Data supplied section start

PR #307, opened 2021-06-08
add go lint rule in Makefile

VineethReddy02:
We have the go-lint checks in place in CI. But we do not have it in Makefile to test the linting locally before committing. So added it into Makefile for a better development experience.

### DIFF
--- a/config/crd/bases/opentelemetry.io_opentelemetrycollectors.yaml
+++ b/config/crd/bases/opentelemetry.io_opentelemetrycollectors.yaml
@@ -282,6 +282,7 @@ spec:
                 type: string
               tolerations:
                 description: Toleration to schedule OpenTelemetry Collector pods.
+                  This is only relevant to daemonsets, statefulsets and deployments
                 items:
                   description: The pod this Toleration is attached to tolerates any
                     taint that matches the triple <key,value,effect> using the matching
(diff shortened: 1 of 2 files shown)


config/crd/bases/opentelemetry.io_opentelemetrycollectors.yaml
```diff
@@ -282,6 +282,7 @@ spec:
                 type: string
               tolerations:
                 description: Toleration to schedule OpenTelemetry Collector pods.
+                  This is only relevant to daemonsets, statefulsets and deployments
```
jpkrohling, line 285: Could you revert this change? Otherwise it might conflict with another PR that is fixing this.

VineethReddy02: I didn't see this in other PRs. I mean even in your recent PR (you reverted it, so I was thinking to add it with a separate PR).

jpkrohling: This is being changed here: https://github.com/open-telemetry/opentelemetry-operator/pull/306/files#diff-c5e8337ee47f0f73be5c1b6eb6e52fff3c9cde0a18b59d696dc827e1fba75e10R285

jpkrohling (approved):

Data supplied section end
Data supplied section start

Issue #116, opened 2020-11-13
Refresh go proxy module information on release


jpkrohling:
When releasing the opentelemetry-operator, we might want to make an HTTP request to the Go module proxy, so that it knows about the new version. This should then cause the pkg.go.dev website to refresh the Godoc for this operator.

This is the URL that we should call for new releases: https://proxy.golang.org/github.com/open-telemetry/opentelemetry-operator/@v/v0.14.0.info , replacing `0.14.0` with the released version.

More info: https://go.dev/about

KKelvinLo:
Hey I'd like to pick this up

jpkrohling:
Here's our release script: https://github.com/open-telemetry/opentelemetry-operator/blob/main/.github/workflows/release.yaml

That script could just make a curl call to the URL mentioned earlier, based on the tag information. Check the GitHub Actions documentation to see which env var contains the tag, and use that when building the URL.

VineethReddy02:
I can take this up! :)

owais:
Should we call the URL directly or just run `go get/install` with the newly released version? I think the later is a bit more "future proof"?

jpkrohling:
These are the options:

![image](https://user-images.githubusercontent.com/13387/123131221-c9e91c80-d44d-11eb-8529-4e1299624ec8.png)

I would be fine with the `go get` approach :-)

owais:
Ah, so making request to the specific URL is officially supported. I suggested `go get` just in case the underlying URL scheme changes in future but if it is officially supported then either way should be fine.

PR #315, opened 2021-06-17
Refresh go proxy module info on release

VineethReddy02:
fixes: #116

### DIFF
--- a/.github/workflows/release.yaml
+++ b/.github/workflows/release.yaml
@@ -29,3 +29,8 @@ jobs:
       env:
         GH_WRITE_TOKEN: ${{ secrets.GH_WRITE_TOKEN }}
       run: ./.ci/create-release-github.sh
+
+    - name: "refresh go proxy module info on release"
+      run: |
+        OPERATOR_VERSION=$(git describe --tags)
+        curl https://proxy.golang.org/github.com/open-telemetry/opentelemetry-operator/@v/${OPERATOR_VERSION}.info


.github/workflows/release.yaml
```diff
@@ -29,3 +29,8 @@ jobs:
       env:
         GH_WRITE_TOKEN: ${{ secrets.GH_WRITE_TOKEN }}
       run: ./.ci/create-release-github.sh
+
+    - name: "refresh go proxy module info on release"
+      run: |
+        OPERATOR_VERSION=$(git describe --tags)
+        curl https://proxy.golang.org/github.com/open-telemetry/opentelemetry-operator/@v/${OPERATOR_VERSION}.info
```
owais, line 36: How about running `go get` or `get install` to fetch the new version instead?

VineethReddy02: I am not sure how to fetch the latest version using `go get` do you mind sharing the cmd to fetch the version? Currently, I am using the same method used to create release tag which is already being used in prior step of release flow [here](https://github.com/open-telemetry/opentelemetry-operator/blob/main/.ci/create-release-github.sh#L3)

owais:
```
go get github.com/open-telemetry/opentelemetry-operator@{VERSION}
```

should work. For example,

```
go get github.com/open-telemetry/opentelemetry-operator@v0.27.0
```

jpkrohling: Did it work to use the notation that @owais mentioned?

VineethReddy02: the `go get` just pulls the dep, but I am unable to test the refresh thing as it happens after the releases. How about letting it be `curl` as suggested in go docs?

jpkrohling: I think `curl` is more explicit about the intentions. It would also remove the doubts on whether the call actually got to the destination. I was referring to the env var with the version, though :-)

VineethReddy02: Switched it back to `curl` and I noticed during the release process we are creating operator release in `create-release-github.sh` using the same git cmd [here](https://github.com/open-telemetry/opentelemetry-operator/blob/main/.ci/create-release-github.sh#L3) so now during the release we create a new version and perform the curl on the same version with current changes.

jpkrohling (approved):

Data supplied section end

_Description of the task:_ Lines above with "request" in them are the ones to copy.

_Solution to the exercise:_
When releasing the opentelemetry-operator, we might want to make an HTTP request to the Go module proxy, so that it knows about the new version. This should then cause the pkg.go.dev website to refresh the Godoc for this operator.
Ah, so making request to the specific URL is officially supported. I suggested `go get` just in case the underlying URL scheme changes in future but if it is officially supported then either way should be fine.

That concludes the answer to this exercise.